Windows... My iMac died on me 5 months ago (*tear)


----------



## Pukka312 (Feb 22, 2013)

And I use the external hard drive on a weekly basis...it had worked fine 2 days prior to its failure. 

It may be important to mention I was not using the software program it came with because on a previous laptop, it would not let me select which files and folders to back-up, (it was all or nothing) therefore I was advised by the manufacturer of the external hard drive to use it in the same respect that I would use a USB...so for a year I have simply been copying folders to the drive under 'my computer'. When I was unable to open the folders last week, I tried installing the software to see if I could pull the data that way.
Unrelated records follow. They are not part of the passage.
PR #610, opened 2018-05-29
debian/*: explicitly building a -dbg package is no longer necessary

fstirlitz:
Current Debian build tools are capable of generating debug packages (`-dbgsym`) without explicit instructions in control files. I believe build instructions for `dosemu2-dbg` can be removed now.


fstirlitz:
Here you go. Tested locally on buster/sid.

stsp:
Thanks!
I guess this was already a PR, which I haven't
noticed. :)
So I tested and it works correctly. Which is very
surprising, as this is basically a straight-forward
revert of my fe6a40c469, without which the dbg
packages were not built back then.
Puzzled... :(

PR #614, opened 2018-06-05
Dosdebug 21

andrewbird:
Tidy up symbol processing in dosdebug : remove generic Unix symbols, replace with Bios symbols which are the only meaningful use of Unix symbols within dosdebug.


src/tools/debugger/mhpdbgc.c
```diff
@@ -750,7 +784,9 @@ static void mhp_disasm(int argc, char * argv[])
 
    for (bytesdone = 0; bytesdone < nbytes; bytesdone += rc) {
        if (!(def_size & 4) && segmented) {
-          if (getsym_from_dos_segofs(seg,off+bytesdone))
+	  if (getsym_from_bios(seg, off + bytesdone))
+             mhp_printf ("%s:\n", getsym_from_bios(seg, off + bytesdone));
+	  else if (getsym_from_dos_segofs(seg, off + bytesdone))
              mhp_printf ("%s:\n", getsym_from_dos_segofs(seg,off));
```
stsp: Is `+ bytesdone` missing here?

andrewbird: Yes I wondered about that, it's existing code so if so it's already broken. Do you want me to add it?

andrewbird: I've updated it now.

andrewbird:
Don't apply yet, I have to adjust the awk script to account for wider offsets in 64 bit `nm` output. I'll reopen when fixed.

andrewbird:
I've reworked the awk script to deal with differing `nm` address field widths

andrewbird:
It seems I can't reopen the PR, can you @stsp?

andrewbird:
Fixed it. It seems if you've force pushed you can't reopen. However if you force push back the original (found from the reflog), reopen the PR, then force push the current again again it's all fine and dandy. :-)

andrewbird:
Thanks. Did you have a good holiday? It's been very quiet around here for a while! :-)

stsp:
Yep, some trip w/o PC or smartphone always helps! :)

andrewbird:
It looks like I broke the Ubuntu build(and maybe fedora?). It seems strtonum() is in Gnu awk, but the build environment has some other version installed. Can you add `gawk` to the deb/rpm build requirements, please?

stsp:
But should you call it as `gawk` in Makefile too then?

andrewbird:
On my Ubuntu 16.04 gawk the package is installed (not specifically by me as far as I remember), and I have both
~~~
/usr/bin/gawk
~~~
and
~~~
lrwxrwxrwx 1 root root 21 Jul 31  2014 /usr/bin/awk -> /etc/alternatives/awk
lrwxrwxrwx 1 root root 13 Sep 27  2014 /etc/alternatives/awk -> /usr/bin/gawk
~~~

So I'm not sure. What about on Fedora, does gawk install itself as `/usr/bin/awk` and `/usr/bin/gawk`?

stsp:
> So I'm not sure. What about on Fedora, does gawk install itself as /usr/bin/awk and /usr/bin/gawk?

gawk package installed:
```
$ ls -l `which awk`
lrwxrwxrwx. 1 root root 4 ноя 23  2017 /usr/bin/awk -> gawk
```
awk package does not exist.

I am pretty sure you need to call `gawk` explicitly
if you use the extensions, as otherwise some awk
may decide to just check `argv[0]` to see if it is
involed as awk or gawk.
When we use bash extensions, we explicitly
specify bash as an interpreter.

andrewbird:
Okay. I'm just testing local deb build here with gawk as a `BuildRequires` in the control file and in the makefile as `gawk`.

The retrieval program still functions and pulls my folders that i archived a year ago. Unfortunately recent work I was saving my photos under a main folder and not the subfolders utilized within the software parameters, so no recent photos were available for formal retrieval. (my bad I guess for utilizing a short cut. There were so many subfolders and I didnt see the point of burying my files, so I left my photos under a primary folder...which doesn't appear in my actual retrieval mode of the software)


----------



## manaheim (Feb 22, 2013)

I googled a bit to see if I could find anything.  I saw some references to bad sectors requiring a checkdisk, also some stuff about Norton.  Can you post up a screenshot of what you're seeing?


----------



## Pukka312 (Feb 22, 2013)

manaheim said:


> I googled a bit to see if I could find anything.  I saw some references to bad sectors requiring a checkdisk, also some stuff about Norton.  Can you post up a screenshot of what you're seeing?
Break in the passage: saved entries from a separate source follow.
PR #615, opened 2018-06-07
commands: change MaxCmd to AmountCmd, use jb conditional

ecm-pushbx:
The first change is to rename the MaxCmd label to AmountCmd, because the
current way that this label is created actually calculates the *amount*
of table entries (ie commands), not the maximum command (one less).

The second change is to use an unsigned comparison conditional branch,
ie "jbe" instead of "jle". With "jle", values that in two's complement are
below zero would incorrectly try to dispatch through the table.

The third change is to use "jb" instead of "jbe", which relates to the
different sense of the calculation as already indicated by the first change.
A command index needs to be *below* the AmountCmd value, not below-or-equal.

### DIFF
--- a/src/env/commands/aspi.S
+++ b/src/env/commands/aspi.S
@@ -52,7 +52,7 @@ Dispatch:
 	.word	Dummy		# removeable media check
 Dispatch_End:
 
-MaxCmd = (Dispatch_End - Dispatch) / 2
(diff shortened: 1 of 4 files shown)


stsp:
Thanks!
Looks like a regression of https://github.com/stsp/dosemu2/commit/ee0b7ff5e90a508b34f055a689bc095371f3c4f0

Ok, I can post a screenshot later today when I get near wifi (only have internet on my iPad and unfortunately the damn thing stopped syncing to my computer...I know, I seem to have all the luck). And I also googled and saw something about norton, but I assume that's not the issue. Though I hate Norton and would love to blame them for the problem, the norton software has been on this laptop all along and have never had an issue (not to mention I refused to pay the insane renewal rate and therefore can't blame Norton software updates, since it's been expired for months.) But will post a screenshot later this afternoon...it will likely be morning for you if you are in the U.S. (it's not even 9am yet for me here).


----------



## bratkinson (Feb 23, 2013)

It sounds like when you did your last copy to the external drive, you simply created a shortcut that pointed to the folder you copied. That'll happen if one is not careful. 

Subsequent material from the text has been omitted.